To elucidate the antibacterial mechanism of HCP-DMH-Cl, morphological alterations of bacterial cells were systematically investigated via SEM. Figure 9 displays SEM images of E. coli and S. aureus after exposure to HCP-DMH-Cl. The control group of E. coli exhibited a typical rod-shaped morphology with a smooth, intact cell wall (Figure 9a), whereas cells treated with HCP-DMH-Cl displayed a significantly roughened surface with irregular perforations (Figure 9b). For S. aureus, the control group of cells maintained a grape-like cluster structure with a homogeneous surface (Figure 9c), but treatment with HCP-DMH-Cl induced cytoplasmic leakage and cellular shrinkage (Figure 9d). These observations suggest that HCP-DMH-Cl compromises the structural integrity of the bacterial cell envelope. While the exact molecular mechanism requires further investigation, it is plausible to propose that the observed envelope disruption may be attributed to oxidative damage induced by the compound, a hypothesis consistent with the known chemistry of N-halamine compounds [51].

4. Conclusions

In this study, we report a facile synthetic strategy for preparing chloride-regenerable porous tubular antibacterial polymers via a combination of Friedel–Crafts alkylation and nucleophilic substitution reactions.
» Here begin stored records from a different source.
PR #951, opened 2020-01-15
feat(version): expose version on presets

Haroenv:
This is the API we have in v3, so some people might rely on this? It also makes sense to me to access it before instantiation. If you disagree, no hard feelings :)

### DIFF
--- a/packages/algoliasearch/src/__tests__/default.test.ts
+++ b/packages/algoliasearch/src/__tests__/default.test.ts
@@ -8,6 +8,11 @@ const algoliasearch = new TestSuite('search').algoliasearch;
 const client = algoliasearch('appId', 'apiKey');
 
 describe('default preset', () => {
+  it('exposes the version on the constructor', () => {
+    expect(algoliasearch.version).toBe(version);
+    expect(algoliasearch.version.startsWith('4.')).toBe(true);
+  });
+
   it('sets default headers', () => {
     expect(client.transporter.headers).toEqual({
       'content-type': 'application/x-www-form-urlencoded',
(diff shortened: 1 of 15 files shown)


francoischalifour:
I think we should avoid mutating our exports like this. I believe bundlers consider this as a side effect. Why not export `version` the normal way?

nunomaduro:
Context, with this pull request we allow to get the version in 3 different ways:
- 1 - module `import { version } from '@algolia/common'.
- 2 - instance `client.version`
- 3 - constructor: `algoliasearch.version`.

francoischalifour:
@nunomaduro Then it would make sense to also be able to import it like this:

```js
import { version } from 'algoliasearch';
// and
import { version } from 'algoliasearch/lite';
```

Wydt?

Haroenv:
>  I believe bundlers consider this as a side effect

I didn't think of that, do you have a link for that?

nunomaduro:
@francoischalifour @Haroenv Feedback: when you put `sideEffects: false` bundlers will assume that there is no side effects at all - He will not even search for side effects. 

Second, adding a property to an object (`algoliasearch`) exported by our module could never be a side effect.

nunomaduro:
@Haroenv I agree with @francoischalifour that we should just provide two ways of getting the version.

1. on the modular way `import { version } from '@algolia/common'.`.
2. on the preset way `import { version } from 'PRESET';`

If you agree, I can clean up this pull request, and adapt it.

francoischalifour:
@Haroenv I think it came up when talking with @samouss. I can't find many resources on this topic. Webpack's guide on [Tree Shaking](https://webpack.js.org/guides/tree-shaking/) is interesting but doesn't talk about what is considered as a side effect.

PR #352, opened 2015-08-31
Add plugin_prefix option on main class

mmerfort:
This allows overriding the default which is set in params.pp and used in
plugin.pp.

* Add parameter to main class
* Add documentation

### DIFF
--- a/manifests/init.pp
+++ b/manifests/init.pp
@@ -19,6 +19,8 @@
 # $passenger_ruby_package::    	Package to install to provide Passenger libraries for the active Ruby
 #                              	interpreter
 #
+# $plugin_prefix::              String which is prepended to the package name
+#
 # $use_vhost::                 	Enclose apache configuration in <VirtualHost>...</VirtualHost>
 #                              	type:boolean
 #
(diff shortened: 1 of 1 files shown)


ekohl:
Looks sane, but I wonder what your use case is. Do you rebuild all packages with a custom prefix?

mmerfort:
The defined type foreman::plugin references foreman::plugin_prefix [here](https://github.com/theforeman/puppet-foreman/blob/master/manifests/plugin.pp#L3).

However this parameter does currently not exist.

ekohl:
It should, since ```foreman``` inherits from ```foreman::params```.

mmerfort:
That's true, however for Foreman Version 1.9 and 1.8 the README suggests setting plugin_prefix          to “ruby193-rubygem-foreman_” which is not easily possible without this change.

ekohl:
That's a very good reason I should have come up with myself :)

mmoll:
:+1: after fixing indentation in the header

mmerfort:
I don't see the wrong indentation in my sources: https://github.com/SC-Networks/puppet-foreman/blob/plugin_prefix/manifests/init.pp

Any idea why they are shown this way in the commit?

mmoll:
Are you, by any chance, using hard tabs instead of spaces?

manifests/init.pp
```diff
@@ -19,6 +19,8 @@
 # $passenger_ruby_package::    	Package to install to provide Passenger libraries for the active Ruby
 #                              	interpreter
 #
+# $plugin_prefix::              String which is prepended to the package name
```
domcleal: *plugin* package names

mmoll:
As it turned out, it was a mix of tabs and spaces, I converted all tabs to spaces and also used "plugin package names". Danke @mmerfort!

mmerfort:
Thank you very much.

PR #355, opened 2015-09-03
The --foreman-configure-ipa-repo option is no longer required

veruu:
The --foreman-configure-ipa-repo option is no longer required since the
packages are included in RHEL/CentOS versions 6 and 7 now.

This feature was needed in older RHEL/CentOS versions, in which some
packages weren't available. Now there is no need for it.

After including a deprecation warning (pull request #333), we believe
that with new release the option can be removed completely.

### DIFF
--- a/manifests/init.pp
+++ b/manifests/init.pp
@@ -155,10 +155,6 @@
 #
 # $pam_service::                PAM service used for host-based access control in IPA
 #
-# $configure_ipa_repo::         DEPRECATED: Enable custom yum repo with packages needed for external authentication via IPA,
-#                               this was needed on RHEL 6.5 and older, no longer required
-#                               type:boolean
-#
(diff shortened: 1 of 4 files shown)


mmoll:
:+1:

mmoll:
@domcleal @ekohl ping?
Per semver we'd need to bump the major version after that, but I'm unsure if that paramater is really in wide use.

ekohl:
:+1: if we bump the major version.

domcleal:
Just merge this whenever we come to do a major release I guess, there's no reason to rush into it now that I can think of.

ekohl:
Looks like with https://github.com/theforeman/puppet-foreman/pull/364 will do a major release.

ekohl:
Thanks!

Issue #331, opened 2015-06-25
should the module update plugins before running rake tasks?


cristifalcas:
In init.pp there is this dependency:

      Class['foreman::database']~>
      Foreman::Plugin <| |>

Shouldn't the package first be installed and after that run db::migrate? I think that at least openscap installs files for db::migrate

domcleal:
I don't remember if there's a specific reason it's that way around.  It might have been our unfamiliarity with how plugins would work in practice at the time, or it might be covering up some bugs in how plugins work (i.e. whether you can take a blank DB, activate plugins and db:migrate from scratch without the plugin breaking it).

That said, it works at the moment because all packages for plugins that contain DB migrations or seeds also call them from their post install sections, so installing the package after should perform any necessary steps.  (This is to ensure plugin upgrades also migrate DBs etc.)

mmoll:
what's the status here?

cristifalcas:
i will close it

PR #357, opened 2015-09-07
add a katello plugin

cristifalcas:
This PR is adding the possibility to install and configure the katello plugin in foreman.

It will most probably fail if the foreman database is already populated. Currently it was only tested with upgrades.

Based on the discussion from issues/331 and mostly from the katello installation module, the order on which plugins and db scripts are executed was changed.


ekohl:
Before we get into the code: would this make puppet-katello redundant? And do you mean https://github.com/theforeman/puppet-foreman/issues/331 as issue 331?

cristifalcas:
This doesn't manage qpid-config and guterball installation

ekohl:
So is the intention to ```include ::foreman::plugin::katello``` in puppet-katello? To be clear: I do think this could be a very good step, just trying to understand your goals.

cristifalcas:
My goal is to manage katello together with foreman and separately from pulp/qpid/etc (which we have on other machines).

I noticed now that the original module also has some providers for katello. Should I copy them here?

manifests/init.pp
```diff
@@ -2,193 +2,191 @@
 #
 # === Parameters:
 #
-# $foreman_url::                URL on which foreman is going to run
```
ekohl: This appears to be unrelated. Maybe it needs a rebase?

manifests/init.pp
```diff
@@ -201,7 +199,6 @@
   $passenger                 = $::foreman::params::passenger,
   $passenger_ruby            = $::foreman::params::passenger_ruby,
   $passenger_ruby_package    = $::foreman::params::passenger_ruby_package,
-  $plugin_prefix             = $::foreman::params::plugin_prefix,
```
ekohl: This is a desired change that you're reverting.

manifests/plugin/katello.pp
```diff
@@ -0,0 +1,134 @@
...
+  validate_bool($loggers_glue)
+  validate_bool($loggers_pulp_rest)
+  validate_bool($loggers_cp_rest)
+  validate_bool($loggers_cp_proxy)
+  validate_bool($loggers_action)
+  validate_bool($loggers_tire_rest)
+  validate_bool($loggers_manifest_import_logger)
+
+  if $configure_katello_repo {
+    case $::osfamily {
```
ekohl: Maybe this belongs in ```foreman::install::repos::katello```?

manifests/plugin/katello.pp
```diff
@@ -0,0 +1,134 @@
...
+  include ::foreman::plugin::tasks
+
+  foreman::config::passenger::fragment { 'katello':
+    content     => template("${module_name}/plugins/katello_httpd.erb"),
+    ssl_content => template("${module_name}/plugins/katello_httpd.erb"),
+  }
+
+  foreman::plugin { 'katello':
+    package     => $package,
+    config_file => '/etc/foreman/plugins/katello.yaml',
```
ekohl: You can reuse ```$::foreman::plugin_config_dir```

templates/plugins/katello_httpd.erb
```diff
@@ -0,0 +1,25 @@
+#
+# WARNING: THIS CONFIGURATION WAS GENERATED BY KATELLO-CONFIGURE TOOL,
+# CHANGES WILL LIKELY BE OVERWRITTEN.
+#
+
+SSLOptions +StdEnvVars +ExportCertData +FakeBasicAuth
+
+Alias /pub /var/www/html/pub
```
ekohl: Are sure Katello needs this? I think this belongs to pulp.

templates/plugins/katello_httpd.erb
```diff
@@ -0,0 +1,25 @@
...
+<Location /pub>
+Options +FollowSymLinks +Indexes
+</Location>
+
+<LocationMatch /rhsm|/subscription|/katello/api>
```
ekohl: Is rhsm and subscription part of the plugin? I thought that was a separate process which should configure its own apache.

mmoll:
1. What's the status here?
2. Personally I'm unsure if this should go here, especially with the whole scenarios work and its background of making a unified installer for Foreman and Katello more likely

ekohl:
Personally I'd like the case where Katello is just a plugin, but I think the rest of the ecosystem is not yet ready for this. I don't think it will be any time soon.

@ehelms what's your opinion on this?

ehelms:
I don't see it in the near future either, until we handle a few other pieces and figure out a strategy for how to have Katello but without it's services directly available or available on another box as a first class citizen.

ekohl:
When it's evolved enough, we should reconsider this but I'm going to close this for now.

PR #362, opened 2015-10-02
Prefer agent location of SSL CRL by default

lazyfrosch:
CRL under ssl/ca/ca_crl.pem should only be available on a Puppet CA.

So when Foreman is running on any other host, the Apache config is not
working.


lazyfrosch:
The travis test seems to have timed out...

mmoll:
:+1: - I did only have a look onto the ssldir on Puppet 3.8 machines, does this change work with 2.7 and 4.0 also?

fr34k8:
Yep

lazyfrosch:
@mmoll I think it will be the same, since `ca/` is the special path for CA content.

Could someone restart the travis test? I can't...

mmoll:
@lazyfrosch these two specific combinations of Ruby and Puppet take >2h since quite a while, so that's expected to error out.

:+1: for merging.

lazyfrosch:
@mmoll good to know

ekohl:
Thanks!

PR #365, opened 2015-10-09
add ExportCertData option needed by #12127

timogoebel:
This PR exports the client certificate to the rails env, needed by http://projects.theforeman.org/issues/12127


domcleal:
:+1:

timogoebel:
Tests fail for 1.8.7/ Puppet 3.5, but this looks like a travis issue.

```
Your test run exceeded 120 minutes. 
```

DMH moieties were covalently grafted onto the tubular HCP surface through sequential bromomethylation and nucleophilic substitution modifications. During chlorination, the hydantoin groups in HCP-DMH were converted into N-halamine structures via in situ chlorination, yielding the bactericidal form HCP-DMH-Cl. SEM characterization revealed that the tubular morphology of HCP remained intact after multistep functionalization, demonstrating its good structural stability. Combined characterization by FT-IR, XPS, XRD, and WCA measurements confirmed the successful synthesis of HCP-DMH-Cl. The highest oxidative chlorine content in HCP-DMH-Cl was obtained at 25 °C with a chlorination time of 2 h. Antibacterial assays demonstrated that 200 µg/mL of HCP-DMH-Cl achieved sterilization efficiencies of 94.5% against E. coli and 98.3% against S. aureus. In comparison to conventional polymer-based N-halamines or surface-immobilized chlorinated coatings, HCP-DMH-Cl exhibits desirable stability, reusability, and diffusion properties. The polymer’s porous architecture enables intimate integration of functional groups, in sharp contrast to thin-film coatings prone to delamination or deactivation. Compared with conventional polymer-based N-halamines or surface-coated chlorinated materials, the present HCP-DMH-Cl system provides a porous tubular framework capable of integrating rechargeable antibacterial sites within an accessible three-dimensional architecture. This structural design may offer advantages in terms of active-site utilization, mass transport, and regeneration efficiency. Notably, the tunable halogenation degree may offer opportunities to tailor antibacterial performance for specific non-implantable applications, such as reusable antimicrobial surfaces.